All 3 drug classes are effective in lowering hemoglobin A1c between 0.4% and 1.4%, depending on the drug class and population selected. These drug classes have beneficial effects on CV risk factors, such as weight, lipids, and blood pressure, in addition to lowering blood glucose levels. The CV tolerability of some drugs has been evaluated and found to be neutral; however, most trials are currently ongoing to assess CV tolerability. There are no concrete guidelines to determine where these drugs fit in the diabetes management paradigm, and there are ongoing trials to determine the best combination drug with metformin.
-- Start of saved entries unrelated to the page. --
PR #1518, opened 2024-09-22
More logic updates

rgmz:
### Description:
Apparently I can't re-open #1517. :thinking: 

### Checklist:


config/gitleaks.toml
```diff
@@ -2154,11 +2161,18 @@ keywords = [
...
-entropy = 1
+regex = '''(?:^|[\\'"\x60>=:\s])(hf_[a-zA-Z0-9]{34})(?:$|[\\'"\x60<\s])'''
+entropy = 3
 keywords = [
     "hf_",
 ]
+[rules.Verify]
+httpVerb = "GET"
+url = "https://huggingface.co/api/whoami-v2"
+headers = {headers = "Bearer ${huggingface-access-token}"}
```
zricethezav, line 2172: @rgmz shouldn't this be `headers = { "authorization" :  "Bearer ${huggingface-access-token}"}`

rgmz: Absolutely. I got distracted by a pattern issue and completely missed this.

rgmz: Fixed.

cmd/generate/config/rules/config.tmpl
```diff
@@ -63,23 +63,23 @@ regexes = [
     "{{ $stopword }}",{{ end }}
 ]{{ end }}
 {{ end }}
-{{- if and $rule.Verify.URL $rule.Verify.HTTPVerb }}[rules.Verify]
-url = "{{ $rule.Verify.URL }}"
+{{- if and $rule.Verify }}[rules.Verify]
```
zricethezav, line 66:
```suggestion
{{- if and $rule.Verify }}[rules.verify]
```

Not sure if this is the best practices, but dropping `verify` to lowercase keeps it consistent with `allowlist`. WDYT?

config/flags/flags.go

These 3 drug classes will potentially increase the armamentarium against hyperglycemia. However, the specific combinations with other antidiabetic drugs and populations that will best benefit from these drugs are still being tested. Future research is also being conducted on the use of glucagon-like peptide-1 receptor agonists and sodium-glucose cotransporter-2 inhibitors in patients with type 1 diabetes.
在过去十年中,许多新型药物已获得美国食品药品监督管理局批准用于治疗2型糖尿病,包括胰高血糖素样肽-1激动剂、二肽基肽酶-4抑制剂和钠-葡萄糖协同转运蛋白-2抑制剂。已经进行了许多试验,目前还有几项试验正在进行以评估这些药物。本综述阐述了这些药物广泛的治疗作用和多效性作用。该综述还讨论了这些药物在2型糖尿病治疗模式中的作用,并确定了适合使用这些药物进行治疗的患者。
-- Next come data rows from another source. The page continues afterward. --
PR #1520, opened 2024-09-23
Tweak Kubernetes pattern to handle Helm variables

rgmz:
### Description:
This is a follow-up to #1462.

[A comment left by](https://github.com/gitleaks/gitleaks/pull/1462#issuecomment-2368049635) @brampat made me realize that I hadn't covered all possible syntax for [Helm variables](https://helm.sh/docs/chart_template_guide/variables/).

### Checklist:

### DIFF
--- a/cmd/generate/config/rules/kubernetes.go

在这项全面的循证综述中,检索了1990年至今的以下数据库:PubMed/MEDLINE、Scopus、CINAHL、ClinicalTrials.gov、世界卫生组织国际临床试验注册平台以及美国糖尿病协会和欧洲糖尿病研究协会的摘要数据库。随机临床试验(RCT)仅纳入用于这些药物类别主要治疗作用和心血管(CV)作用的研究。对于多效性作用,纳入RCT,除非不存在RCT,在这种情况下纳入详细方法部分中指定的其他研究。
所有这3类药物在降低糖化血红蛋白方面都有效,降低幅度在0.4%至1.4%之间,具体取决于所选药物类别和人群。除了降低血糖水平外,这些药物类别对心血管危险因素,如体重、血脂和血压,也有有益作用。已对一些药物的心血管耐受性进行了评估,发现其为中性;然而,目前大多数试验正在进行以评估心血管耐受性。尚无具体指南来确定这些药物在糖尿病管理模式中的位置,并且正在进行试验以确定与二甲双胍的最佳联合用药。
这3类药物可能会增加对抗高血糖的手段。然而,与其他抗糖尿病药物的具体联合用药以及最能从这些药物中获益的人群仍在测试中。未来还将对1型糖尿病患者使用胰高血糖素样肽-1受体激动剂和钠-葡萄糖协同转运蛋白-2抑制剂进行研究。